GPU memory already in use when pod starts
I have seen this happen multiple times across different GPU types and regions. When launching a pod some of the GPU memory is already in use and any attempt to make full use of the GPUs memory results in errors/crashes. For example, I have been trying to deploy 2xA100 GPUs in the Romania data center for the past hour. Each time I launch a pod one of the GPUs already shows 40% of the memory in use and attempting to utilize the GPU results in a crash. This is a screenshot of my GPU usage immediately after launching the pod, before any model had been loaded (or even downloaded).

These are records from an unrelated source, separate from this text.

PR #322, opened 2026-09-12
fix: order queue sends against shutdown, and surface silent event loss

eli-r-ph:
Two pre-existing bugs found while building the CaptureAI lane, both reproducible on `main` and so present in the published 1.x SDK. Stacked on #321; the CaptureAI PR stacks on this.

## Changes

- **Fixed a data race between `Enqueue` and `Close`.** The batch loop closes the message queue on shutdown, so a concurrent `Enqueue` was a send on a closed channel — a data race by the memory model, not merely the panic the SDK recovered from. Any application whose graceful shutdown overlaps an enqueue could trip the race detector in its own test suite.
  - Sends now hold a read lock that `Close` takes for write when it marks the client closed. A send either completes before the queue closes or returns `ErrClosed`, which is what callers already saw.
  - `BenchmarkConcurrentEnqueue` at 1/10/100/500/1000 goroutines is unchanged: 1105–1298 ns/op with the fix against 1097–1243 without, overlapping at every count. The lock disappears into the ~1.2 µs `Enqueue` already spends on enrichment and serialization.

- **A capture failure that reaches no `Callback` now logs one aggregate line per batch instead of nothing.** A client with a bad API key and no `Callback` previously saw complete silence. This covers terminal responses (`400`, `401`, `402`, `413`, `415`), shutdown during retry backoff, and events the server drops inside a `200`.
  - The line carries a count and a cause, never per-event detail: per-event logging scales with event volume rather than request volume, and payloads may carry sensitive content. A registered `Callback` suppresses it, since it already reports every failure.

## Verification

The race is proven pre-existing, not introduced by the v1 branch — the same probe reports a race on `main` @ `24cd918`, which is published v1.25.1.

Each new test was verified to fail when the thing it guards is broken: reverting the lock trips the detector, removing the warn fails both loss tests, dropping the `Callback` gate fails both suppression tests, and reverting only the terminal-non-2xx call site fails only that subtest.

Full suite and `-race` are green apart from `TestOpenMachOUniversal`, which fails identically on `main` (darwin-only, needs an `LC_UUID` local builds lack, never runs in CI).


marandaneto (approved):

.changeset/shutdown-race-and-silent-loss.md
```diff
@@ -0,0 +1,11 @@
...
+"posthog-go": patch
+---
+
+Fix a data race between `Enqueue` and `Close`, and stop losing events silently.
+
+- `Enqueue` racing `Close` was a send on a closed channel — a data race, not merely the panic the SDK recovered from. Any application whose graceful shutdown overlaps an enqueue could trip the race detector in its own test suite. Sends are now ordered against shutdown, and still return `ErrClosed` as before.
+
+- A capture failure that reaches no `Callback` now logs one aggregate line per batch instead of nothing. This covers terminal responses (`400`, `401`, `402`, `413`, `415`) and events the server drops inside a `200`. Previously a client with a bad API key and no `Callback` configured saw complete silence.
+
+  The line carries a count and a cause, never per-event detail: per-event logging scales with event volume rather than request volume, and payloads may carry sensitive content. Registering a `Callback` suppresses it, since the callback already reports every failure.
```
marandaneto: this should be one liner

PR #323, opened 2026-09-12
feat: add EnqueueAI on a dedicated capture-ai lane

eli-r-ph:
Adds `Client.EnqueueAI`, sending to PostHog's dedicated AI capture endpoint (`/i/v1/ai/events`) on an isolated second pipeline. Stacked on #322.

## Changes

- **`EnqueueAI` runs on its own lane** — own queue, batching and retry state, started lazily on first use so clients that never send AI events pay nothing. The AI endpoint accepts events up to 8MiB against the analytics endpoint's much smaller limit, so a shared pipeline would either reject large AI events or loosen the analytics limit for everything.

- **Routing is by method, never by event name.** `Enqueue` does not reroute an `$ai_`-prefixed event. Customers send custom `$ai_*` names as ordinary analytics events at volume, and the server owns misrouting.

- **`EnqueueAIWithContext(ctx, client, msg)`** is the request-context-aware form, matching `EnqueueWithContext`. It takes the full `Client` because only a real client has an AI lane — an AI event must never silently fall back to the analytics endpoint.

- **New config:** `Config.CaptureAICompression` and `Config.CaptureAIMaxQueueSize` (default `DefaultCaptureAIMaxQueueSize`, 1000). The lane's per-event (8MiB) and per-batch (5MiB) byte limits track the server's and stay internal constants, matching posthog-rs, posthog-python and posthog-node.

- **`CaptureEventError` and `CaptureRequestError` gained `Endpoint`**, so one `Callback` can tell the two lanes apart.

- **Breaking for implementers only:** `Client` gained `EnqueueAI`, so a hand-written mock of the interface must add it. Callers are unaffected.

## Shutdown ordering

`Close` marks the client closed *before* it reads the AI lane, and the lane re-checks after starting. A caller that observes "not closed" either started the lane in time for `Close` to see and drain it, or observes "closed" on the re-check and declines to use it — so a lane can never be started after `Close` has already looked. Both lanes share one shutdown deadline.

This is the hazard that bit posthog-rs twice in review, so it is pinned by a repeated-race test. A probe confirms the window is genuinely exercised rather than always resolving one way: the lane is started concurrently with `Close` in 93 of 200 iterations.

## Structure

The first commit moves the existing pipeline onto an explicit `lane` value and is behaviour-neutral — 421 test functions before and after, with an empty name diff verified against the base in a worktree. The second adds the AI lane itself.

## Verification

Full suite and `-race` are green apart from `TestOpenMachOUniversal`, which fails identically on `main` (darwin-only, needs an `LC_UUID` local builds lack, never runs in CI).


capture_lane.go
```diff
@@ -0,0 +1,122 @@
...
+// declines to use it. Without the re-check a lane could be started after Close
+// had already looked, and nothing would wait for it.
+func (c *client) aiLane() *lane {
+	if c.closed.Load() {
+		return nil
+	}
+	c.aiOnce.Do(func() {
+		l := newLane(aiLaneConfig(c.Config), c.MaxEnqueuedRequests)
+		c.ai.Store(l)
+		go c.loop(l)
```
marandaneto, line 113: blocking: Shut down the shared feature-flag poller only once — With SecretKey (or PersonalApiKey) configured, EnqueueAI starts a second c.loop, but each loop still defers c.featureFlagsPoller.shutdownPoller(). Ordinary Close() therefore makes both loops close the same poller channel, causing an unrecovered background-goroutine panic that terminates the application. Keep poller lifetime client-owned rather than independently owned by each lane. Reproduction: reproduced — `go test -count=1 -timeout=30s -run '^TestReview323CloseAIWithSecretKey$' .` in a disposable exact-head worktree failed with `panic: close of closed channel` in FeatureFlagsPoller.shutdownPoller.

config.go
```diff
@@ -154,6 +154,17 @@ type Config struct {
 	// zero, it defaults to DefaultMaxBatchBytes.
 	MaxBatchBytes int
 
+	// CaptureAICompression selects the compression mode for EnqueueAI request
+	// bodies, independently of Compression. If zero, AI bodies are sent
+	// uncompressed. CompressionZstd is a good choice: AI events are large JSON.
+	CaptureAICompression CompressionMode
```
marandaneto, line 161: blocking: Validate the AI compression mode during construction — CaptureAICompression is consumed by upload, but Config.Validate() still checks only Compression. An unsupported value such as CompressionMode(255) therefore constructs a client successfully; every AI upload then fails locally in compressBody and enters the retry/drop path without making an HTTP request. Validate this setting alongside analytics compression so a permanent configuration error is surfaced before events are accepted. Reproduction: reproduced — `go test -count=1 -timeout=30s -run '^TestReview323RejectInvalidAICompression$' .` in a disposable exact-head worktree failed because NewWithConfig returned no error for the unsupported AI codec.

marandaneto (commented):
Automated advisory code review. Findings validated against the reviewed revision with temporary regression tests.

marandaneto (approved):
bots still has some comments otherwise lgtm

.changeset/capture-ai-lane.md
```diff
@@ -0,0 +1,19 @@
...
+
+- `EnqueueAIWithContext(ctx, client, msg)` is the request-context-aware form, matching `EnqueueWithContext`.
+
+- `Config.CaptureAICompression`, `Config.CaptureAIMaxQueueSize` (default `DefaultCaptureAIMaxQueueSize`, 1000) and `Config.CaptureAIBatchUploadTimeout` (default `DefaultCaptureAIBatchUploadTimeout`, 30s) configure the AI lane independently. Its per-event (8MiB) and per-batch (5MiB) byte limits track the server's and are not configurable.
+
+  The AI lane gets a longer upload timeout than the analytics lane's `BatchUploadTimeout` because its batches are an order of magnitude larger. The two lanes share one HTTP transport, so the connection pool is still shared.
+
+- `CaptureEventError` and `CaptureRequestError` gained `Endpoint`, so a single `Callback` can tell the two lanes apart.
+
+- Breaking for implementers only: `Client` gained `EnqueueAI`, so a hand-written mock of the interface must add it. Callers are unaffected.
```
marandaneto: this should be a one liner

posthog.go
```diff
@@ -1490,48 +1540,48 @@ func (c *client) processBatch() {
...
 	}
 
 	// Blocking send with timeout - allows in-flight requests to complete during latency spikes
 	timer := time.NewTimer(c.BatchSubmitTimeout)
 	select {
-	case c.batches <- batch:
+	case l.batches <- batch:
 		timer.Stop()
-		go c.processBatch()
+		go c.processBatch(l)
```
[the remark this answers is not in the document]
eli-r-ph: this is std behavior in posthog-go on main and in std capture atm, not in scope for this change

PR #10, opened 2016-10-27
new String extension added

h44f33z:
Added new extension for String to convert to Date based on entered format. Refer below for example use

```swift
let dateString = "2016/10/20"
let format = "yyyy/MM/dd"
        
let date = dateString.toDate(withFormat: format)
        
print("The date is ---- \(date)")
```


omaralbeik:
@h44f33z Thank you for your contribution, I updated your function to return optional value.

h44f33z:
Sure. You library very useful. Thanks

PR #16, opened 2016-12-11
use of reduce for remove duplicates in array

sairamkotha:
Reduce can be used for remove duplicates in array rather than use of for loop in array. 
Thanks for the beautiful extensions.


omaralbeik:
@sairamkotha Updated in #v1.3.1, Thank you!

sairamkotha:
Welcome :)

Issue #81, opened 2017-01-09
watchOS support


omaralbeik:

omaralbeik:
@pawurb Could you help please.

pawurb:
Sure, will look into it. AFAIK testing watchOS is not as straightforward because out of the box it does not support test targets, but alamofire does it somehow so will try to copy their approach.

omaralbeik:
@pawurb That would be great, thank you!

omaralbeik:
@pawurb watchOS support added in v1.4.6, thanks for the great work!

PR #83, opened 2017-01-10
[#81] add watchOS target

pawurb:
Looks like currently there is no way to test watchOS targets. What is recommended is to test the code in iOS target what we already do. I just did not include files with code not compatible with watchOS into the target.

I tested it with Carthage and imported into a dummy watchOS app. I managed to import framework module but looks like types are not extended because I cannot use any of the SwifterSwift methods. Could you take a look at it? Maybe some lib linking setting that I forgot to tick or sth.

## Checklist


omaralbeik:
@pawurb Working on it, Thank you!

PR #90, opened 2017-01-11
Add travis support for all the targets

pawurb:
Should be fine now. I removed xcpretty because I think that it breaks the return value of test script and could cause false positive build statuses.

## Checklist


pawurb:
I think we should wait with merging until build passes. Btw there is workaround around build statuses, will apply it in a moment.

PR #97, opened 2017-01-15
Enum helper functions

evermeer:
You do have to extend your enums with the EnumExtensions protocol

## Checklist

- [ ] All comments headers have the word **SwifterSwift:** before description.

### DIFF
--- a/Source/Extensions/EnumExtension.swift
+++ b/Source/Extensions/EnumExtension.swift
@@ -1,0 +1,58 @@
+//
+//  EnumExtensions.swift
+//  SSTests
+//
+//  Created by Omar Albeik on 07/12/2016.
+//  Copyright © 2016 Omar Albeik. All rights reserved.
+//
+
+protocol EnumExtensions {  
+    // Returns an array of all enum values
+    static var allValues: [Self] { get }
+    
+    // Returns a .label for the enum value and a .value for the associated value
+    public var associated: (label: String, value: Any?) { get }
+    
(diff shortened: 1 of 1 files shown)


omaralbeik:
@evermeer Nice work, however this doesn't extend a specific type, it creates a new protocol, which is not a supported style in this project.
SwifterSwift is about extending types already defined by Apple for now.
Thank you again!

muescha:
because i searched for `list of all enum values` a long time:

how about to make `SwifterExtensions` or `SwifterProtocols` as a new repo with this kind of extensions/protocols?

muescha:
@evermeer you should also some unit tests.

evermeer:
@muescha There are various projects available that contain Swift helper functions. Since it's impossible to extend an enum and the only way to give an enum more functionality is by extending it with a protocol I was hoping it could still be part of this project. 

If a new repo was made, then SwifterExtension would not ba a good name. This repo is already about extensions. SwifterProtocols would be better. But then it would be difficult to define the borders of the project. For instance my entire library of https://github.com/evermeer/EVReflection can be used as an extension. 

Since these enum function won't be art of this repo, it's also not needed to add any unit tests here. Just point me to a repo where this belongs and I will add it there.

evermeer:
@muescha I just created a repository for 'Stuff' like this.

You can find it at:
https://github.com/evermeer/Stuff

And you can use it with:
`pod "Stuff/Enum"`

Restarting the pod and deleteing/recreating the pod does not resolve the issue.
If I paying to rent a GPU I expect to be able to make full use of it and not have half of the memory be locked up for no apparent reason.
Oh, and I tried running koboldcpp in the CA region which doesn't have this problem, but for some reason it is unable to create a cloudflare URL (only happens on CA region, have seen this for 2+ months now).
Honestly I'm starting to become very frustrated with Runpod's service and am strongly considering moving to a different provider for my uses. I spend half my time (and money) troubleshooting these errors rather than actually using the services I'm paying for.

3 Replies
Screenshot of trying to run koboldcpp in CA datacanter:

running nvidia-smi shows no processes using memory, yet 32BG of the memory in use. This is ridiculous.

Sorry for the inconvenience. I’ve sent a message to the internal team to take a look.